_DATASET ENTRIES_
PR #165, opened 2023-07-24
Table parameter coding

andlaus:
This PR adds support for en- and decoding TABLE-KEY and TABLE-STRUCT parameters. (Tables are basically a quite generic multiplexing mechanism.)


odxtools/parameters/tablekeyparameter.py
```diff
@@ -37,37 +40,107 @@ def _resolve_odxlinks(self, odxlinks: OdxLinkDatabase) -> None:
         super()._resolve_odxlinks(odxlinks)
 
         if self.table_ref:
-            self._table = odxlinks.resolve(self.table_ref)
+            if TYPE_CHECKING:
+                self._table = odxlinks.resolve(self.table_ref, Table)
+            else:
+                self._table = odxlinks.resolve(self.table_ref)
```
kayoub5, line 46: Why?

odxtools/parameters/tablekeyparameter.py
```diff
@@ -37,37 +40,107 @@ def _resolve_odxlinks(self, odxlinks: OdxLinkDatabase) -> None:
...
+
+        self._table_row: Optional[TableRow] = None
         if self.table_row_ref:
-            self._table_row = odxlinks.resolve(self.table_row_ref)
+            if TYPE_CHECKING:
+                self._table_row = odxlinks.resolve(self.table_row_ref, TableRow)
+            else:
+                self._table_row = odxlinks.resolve(self.table_row_ref)
```
kayoub5, line 53: Why different code based on TYPE_CHECKING ?

odxtools/parameters/tablekeyparameter.py
```diff
@@ -37,37 +40,107 @@ def _resolve_odxlinks(self, odxlinks: OdxLinkDatabase) -> None:
...
+                "reference is defined, a table must also be specified."
+            self._table_row = self._table.table_rows[self.table_row_snref]
 
     @property
     def table(self) -> "Table":
         return self._table
 
     @property
-    def table_row(self) -> "TableRow":
+    def table_row(self) -> Optional["TableRow"]:
```
kayoub5, line 73: Why optional?

odxtools/parameters/tablekeyparameter.py
```diff
@@ -37,37 +40,107 @@ def _resolve_odxlinks(self, odxlinks: OdxLinkDatabase) -> None:
...
-
-    def get_coded_value(self):
-        raise NotImplementedError("Encoding a TableKeyParameter is not implemented yet.")
-
-    def get_coded_value_as_bytes(self):
-        raise NotImplementedError("Encoding a TableKeyParameter is not implemented yet.")
-
-    def decode_from_pdu(self, coded_message, default_byte_position=None):
-        raise NotImplementedError("Decoding a TableKeyParameter is not implemented yet.")
+        return not is_required
```
kayoub5, line 80:
```suggestion
        return not self.is_required
```

kayoub5: Isn't is_optional always the oppsite of is_required? or is there a case where they could be both True/False?

odxtools/parameters/tablekeyparameter.py
```diff
@@ -37,37 +40,107 @@ def _resolve_odxlinks(self, odxlinks: OdxLinkDatabase) -> None:
...
+        key_dop = self.table.key_dop
+        bit_position = 0 if self.bit_position is None else self.bit_position
+        if key_dop is None:
+            raise EncodeError(f"Table '{self.table.short_name}' does not define "
+                              f"a KEY-DOP, but is used in TABLE-KEY parameter "
+                              f"'{self.short_name}'")
+        return key_dop.convert_physical_to_bytes(tr.key, encode_state, bit_position=bit_position)
+
+    def encode_into_pdu(self, encode_state: EncodeState) -> bytes:
+        # Set the value of the length key in the length key dict.
```
kayoub5, line 97: length key?

odxtools/parameters/tablestructparameter.py
```diff
@@ -14,17 +25,94 @@ def __init__(self, *, table_key_ref, table_key_snref, **kwargs):
...
+        super()._resolve_odxlinks(odxlinks)
+
+        if self.table_key_ref is not None:
+            self._table_key = odxlinks.resolve(self.table_key_ref)
+
+    def _resolve_snrefs(self, diag_layer: "DiagLayer") -> None:
+        super()._resolve_snrefs(diag_layer)
+
+        if self.table_key_snref is not None:
+            raise NotImplementedError("Table keys cannot yet defined using SNREFs"
```
kayoub5, line 41: Warn, don't block file loading

odxtools/parameters/tablekeyparameter.py
```diff
@@ -37,37 +40,107 @@ def _resolve_odxlinks(self, odxlinks: OdxLinkDatabase) -> None:
...
         return self._table
 
     @property
-    def table_row(self) -> "TableRow":
+    def table_row(self) -> Optional["TableRow"]:
         return self._table_row
 
     def is_required(self):
-        raise NotImplementedError("TableKeyParameter.is_required is not implemented yet.")
+        return self._table_row is None
```
kayoub5, line 77: It should be possible to figure out the value for this from the TableStructParameter, same way we figure out the length parameter, no?

odxtools/parameters/tablestructparameter.py
```diff
@@ -14,17 +25,94 @@ def __init__(self, *, table_key_ref, table_key_snref, **kwargs):
...
     def is_required(self):
-        raise NotImplementedError("TableStructParameter.is_required is not implemented yet.")
+        return True
 
     def is_optional(self):
-        raise NotImplementedError("TableStructParameter.is_optional is not implemented yet.")
+        return False
+
+    def get_coded_value(self, physical_value=None):
+        raise EncodeError("TableStructParameters cannot be converted to "
```
kayoub5, line 55: Maybe use the same we did for mutex, with the wrapper dict that have one key?

odxtools/parameters/tablestructparameter.py
```diff
@@ -14,17 +25,94 @@ def __init__(self, *, table_key_ref, table_key_snref, **kwargs):
...
+            inner_params = encode_state.parameter_values[self.short_name]
+            if not isinstance(inner_params, dict):
+                raise EncodeError(f"The sub-parameters for '{self.short_name}' must be "
+                                  f"specified using a key->value dictionary")
+            return structure.convert_physical_to_bytes(
+                inner_params,  # type: ignore [arg-type]
+                encode_state)
+        else:
+            # the table row associated with the key neither defines a
+            # DOP not a structure -> ignore it
```
kayoub5, line 89:
```suggestion
            # DOP nor a structure -> ignore it
```

odxtools/structures.py
```diff
@@ -121,16 +122,15 @@ def print_free_parameters_info(self) -> None:
...
-
+                                     param_values: ParameterValueDict,
+                                     triggering_coded_request: Optional[bytes],
+                                     is_end_of_pdu: bool = True) -> bytes:
         coded_rpc = bytearray()
         encode_state = EncodeState(
             coded_rpc,
             dict(param_values),
+            length_keys={},
+            table_keys={},
```
kayoub5, line 133: Why  length_keys here?

odxtools/parameters/tablekeyparameter.py
andlaus: to prevent mypy complaining about a the type of `._table`. (we can't do this unconditionally because that would lead to a circular import.)

odxtools/parameters/tablekeyparameter.py
andlaus: to prevent mypy from complaining without getting circular imports.

odxtools/parameters/tablekeyparameter.py
andlaus: because table keys with a defined table row is the static case (i.e., in this case, the interpretation of the associated TABLE-STRUCT-PARAMs does not depend on the received message.)

odxtools/parameters/tablekeyparameter.py
andlaus: not sure what you mean: IIRC, `is_required()` says whether the parameter must be specified for `encode()` or if it can be defaulted or not. this is the the case iff we are not in the static case, i.e., the table row is not defined.

odxtools/parameters/tablekeyparameter.py
kayoub5: You can break the circular import by making the import lazy, and moving it inside the function
Doing import inside function is usually discoureged, but it is one of the simplest and most effective ways to break circular dependency without any side effects
```suggestion
            from .table import Table
            self._table = odxlinks.resolve(self.table_ref, Table)
```

odxtools/parameters/tablekeyparameter.py
kayoub5: It is still possible to figure out the tablekeyparameter value from the tablestructparameter, same way we figure out the lengthkeyparameter, no?

odxtools/parameters/tablekeyparameter.py
andlaus: IIRC, `is_optional` says whether the the parameter must be explicitly specified for encoding purposes or not, while `.is_required` specifies if the parameter has some effect on the result. (i.e., value parameters for which a default value is specified are optional but required.) If this is the case (don't remember for sure), the names of these methods should change IMO...

odxtools/parameters/tablekeyparameter.py
```diff
@@ -37,37 +40,107 @@ def _resolve_odxlinks(self, odxlinks: OdxLinkDatabase) -> None:
...
+    def get_coded_value(self, physical_value=None):
+        key_dop = self.table.key_dop
+        return key_dop.convert_physical_to_internal(physical_value)
+
+    def get_coded_value_as_bytes(self, encode_state: EncodeState) -> bytes:
+        tr = encode_state.table_keys[self.short_name]
+        key_dop = self.table.key_dop
+        bit_position = 0 if self.bit_position is None else self.bit_position
+        if key_dop is None:
+            raise EncodeError(f"Table '{self.table.short_name}' does not define "
```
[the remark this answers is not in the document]
andlaus: that's because mypy did not typecheck `get_coded_value` because it did not specify a return type. fixed...

odxtools/parameters/tablekeyparameter.py
andlaus: copy and paste: Best friend, worst enemy...

fixed, thanks

odxtools/parameters/tablekeyparameter.py
```diff
@@ -37,37 +40,107 @@ def _resolve_odxlinks(self, odxlinks: OdxLinkDatabase) -> None:
...
+            assert key_dop is not None
+            bit_position_int = self.bit_position if self.bit_position is not None else 0
+            phys_val, next_byte_position = key_dop.convert_bytes_to_physical(
+                decode_state, bit_position=bit_position_int)
+
+            table_row_candidates = [x for x in self.table.table_rows if x.key == phys_val]
+            if len(table_row_candidates) == 0:
+                raise DecodeError(f"No table row exhibiting the key '{str(phys_val)}' found")
+            elif len(table_row_candidates) > 1:
+                raise DecodeError(f"Multiple rows exhibiting key '{str(phys_val)}' found in table")
```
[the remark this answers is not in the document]
andlaus: the paragraph about TABLE-KEY in section 7.3.6.11 says "[...]The physical result shall
match with exactly one KEY-value in the TABLE."

odxtools/parameters/tablestructparameter.py
andlaus: I don't really get what you mean here: The issue with table structs is that `physical_value` is depends in which row is selected, but the selected row is not specified in the table struct but the corresponding TABLE-KEY parameter...

odxtools/structures.py
andlaus: historical artifact: in a previous version of the patch I removed the mutable default values for `EncodeState` instead of making it a dataclass.

odxtools/parameters/tablekeyparameter.py
andlaus: not really: for this, we would need to know what struct was selected and to determine this we would need the assumption that the key->struct mapping is one-to-one, i.e. that given a struct, we can find a unique key (this is not the case since tables are free to map multiple keys to the same struct).

The reason why we can figure out the value of length keys implicitly while encoding is that they are just the length of the list of the associated parameter...

odxtools/parameters/tablekeyparameter.py
andlaus: yeah, that's used in a few places already. I always wonder what the performance implications of this are, though...

andlaus: the performance implications can be significant:
```python
import timeit
import odxtools

def eager():
    return type(odxtools.load_file)

def lazy():
    import odxtools as odxtools_lazy
    return type(odxtools_lazy.load_file)

t = timeit.timeit("eager()", number=1000*1000, globals=globals())
print(f"eager: {t} seconds elapsed")

t = timeit.timeit("lazy()", number=1000*1000, globals=globals())
print(f"lazy: {t} seconds elapsed")
```

produces
```
eager: 0.038458367984276265 seconds elapsed
lazy: 0.12220152601366863 seconds elapsed
```
on my machine. I'd say performance are acceptable if there is no other solution, but lazy imports should be avoided if possible...

odxtools/parameters/tablekeyparameter.py
kayoub5: Each row have a short_name, the idea is that instead of the tablestructparameter containing directly the struct, it would be wrapped in a dict with one key-value, key being the row short_name, and value being the struct that needs to be encoded

This would be simular to how we encode mutex at the moment.

odxtools/parameters/tablestructparameter.py
```diff
@@ -38,8 +39,9 @@ def _resolve_snrefs(self, diag_layer: "DiagLayer") -> None:
         super()._resolve_snrefs(diag_layer)
 
         if self.table_key_snref is not None:
-            raise NotImplementedError("Table keys cannot yet defined using SNREFs"
-                                      " for TableStructParameters.")
+            warnings.warn(
+                "Table keys cannot yet defined using SNREFs"
```
kayoub5, line 43: grammar police

"cannot yet be defined" or "cannot yet define"

odxtools/parameters/tablekeyparameter.py
andlaus: do you mean to encode PDUs with table-struct parameters like this:
```python
rq.encode(table_struct_param={"nice_table_row_key":{"table_struct_param1":"table_struct_value1", }})
```

instead of
```python
rq.encode(table_key_param="nice_table_row_key", table_struct_param={"table_struct_param1":"table_struct_value1", })
```
?

the issue with this is that ODX separate the encoding of the table-keys from the table structs, and there is no "back link" from the table keys to the table structs. This means that (in principle), multiple table struct parameters can use the same table key. (I doubt that many people use this, but ...). Of course, these issues can be solved, but I wonder if they are worth it. Possibly, it is better to remove the implicit encoding of length-keys instead...

kayoub5: > do you mean to encode PDUs with table-struct parameters like this

Yes

Let me explain the reasons for my request a bit
* Having to specify two parameters independently will lead to weird error messages when user change one and forget to change the other
* I am (in my internal projects) trying to generate JSON schema from the PDX parameters (and use it to generate a GUI), so having a consitent behavior for each parameter (and not chaning what it takes as value) would be nicer

> there is no "back link" from the table keys to the table structs. This means that (in principle), multiple table struct parameters can use the same table key.

That's another point, people who have those "weird" uses cases, can do this
```
rq.encode(table_key_param=table_row_key_physical_value, table_struct_param={"table_row_short_name":{"table_struct_param1":"table_struct_value1", }})
```
table_key_param will have a default value from table_struct_param (the same way we encode length paramters)
but user can still specify it explicitly

andlaus:
okay. I've implemented the implicit scheme which you proposed. Since it is impossible to distinguish implicit from explicit coding if the referenced structure has only one parameter, one now always has to specify the short name of the table row for TABLE-STRUCT parameters. example:

```python
ecu.positive_responses[0].encode(my_table_struct_param={"table_row_5":{"foo_param":1, "bar_param": 2, "foobar_param": 3}})
```

specifying the corresponding table-key parameter is optional, but if it is specified, its value must be the same as the selected row for the corresponding TABLE-STRUCT-PARAMs. Further, if table struct parameters use a table key stemming from a lower nesting level (i.e., a struct with a table-key parameter that contains structs with table-struct parameters referencing the outer table key), the table key parameter must be explicitly specified. The same applies to length keys. (AFAICS, it always has been this way. IMO these are quite rare corner cases, though.)

odxtools/parameters/lengthkeyparameter.py
```diff
@@ -45,23 +45,14 @@ def is_optional(self):
...
-        physical_value = encode_state.parameter_values.get(self.short_name)
-
-        if physical_value is None:
-            raise TypeError(f"A value for the length key '{self.short_name}'"
-                            f" must be specified.")
-
-        # Set the value of the length key in the length key dict.
-        encode_state.length_keys[self.short_name] = physical_value
-
         return super().encode_into_pdu(encode_state)
```
kayoub5, line 56: This makes the overload of this function useless, it could be just removed

odxtools/templates/macros/printResponse.xml.jinja2
```diff
@@ -10,7 +10,9 @@
 {%- macro printResponse(resp, tag_name="POS-RESPONSE") -%}
 <{{tag_name}} ID="{{resp.odx_id.local_id}}">
  <SHORT-NAME>{{resp.short_name}}</SHORT-NAME>
+{%- if resp.long_name %}
  <LONG-NAME>{{resp.long_name|e}}</LONG-NAME>
+{%- endif %}
```
kayoub5, line 15: Drive by fix?

odxtools/templates/macros/printDOP.xml.jinja2
```diff
@@ -152,7 +152,9 @@
 {%- macro printDOP(dop, tag_name) %}
 <{{tag_name}} ID="{{dop.odx_id.local_id}}">
  <SHORT-NAME>{{dop.short_name}}</SHORT-NAME>
+ {%- if dop.long_name %}
  <LONG-NAME>{{dop.long_name|e}}</LONG-NAME>
+ {%- endif %}
```
kayoub5, line 157: Drive by fix?

odxtools/parameters/lengthkeyparameter.py
andlaus: yes. I thought it would improve the visibility (`get_coded_value_as_bytes()` is not supposed to be called externally if I understand this coed correctly). The en-/decoding code should be fundamentally refactored soon because it is currently quite a bowl of spaghetti IMO...

odxtools/templates/macros/printResponse.xml.jinja2
andlaus: yes. That one was caused because for some reason, with the other changes included in this PR, my test script started to fail because a internal file which was passed through [`examples/pdxcopy.py`](https://github.com/mercedes-benz/odxtools/blob/main/examples/pdxcopy.py) started produce different results than the original for the `odxtools list` subcommand. there are probably a few more of these (sorry for that)...

kayoub5:
Drive by bug found, should be `..diaglayer` instead `.diaglayer`

https://github.com/mercedes-benz/odxtools/pull/165/files#diff-42a83494ffe5dde99cf6e7ca32e2103f5aa5e58e634766d9f0721fa87c024e4bR15

andlaus:
okay, I've cleaned up the way how to specify TABLE-STRUCT parameters a bit: the PR now uses tuples instead of dictionaries and the decoding routine should produce the same format as the encoding one: https://github.com/mercedes-benz/odxtools/pull/165/commits/039cb150f9ec2d7d38d5144e78ac4f50c4405468 .

@kayoub5: do you see any further issues with this or can it be merged?

andlaus:
> Drive by bug found, should be `..diaglayer` instead `.diaglayer`
> 
> https://github.com/mercedes-benz/odxtools/blob/main/odxtools/parameters/tablekeyparameter.py#L12

right. I think current mypy versions do not seem care, though. fixed: https://github.com/mercedes-benz/odxtools/pull/165/commits/9ab9e3213d4f815ec362bfb111f6839063597cb5

kayoub5:
@andlaus could you publish a version with this change?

_TRY IT_
State how many lines of the listing above include the string "mutex", with no words around the number.

_RESULT OF THE TASK_
2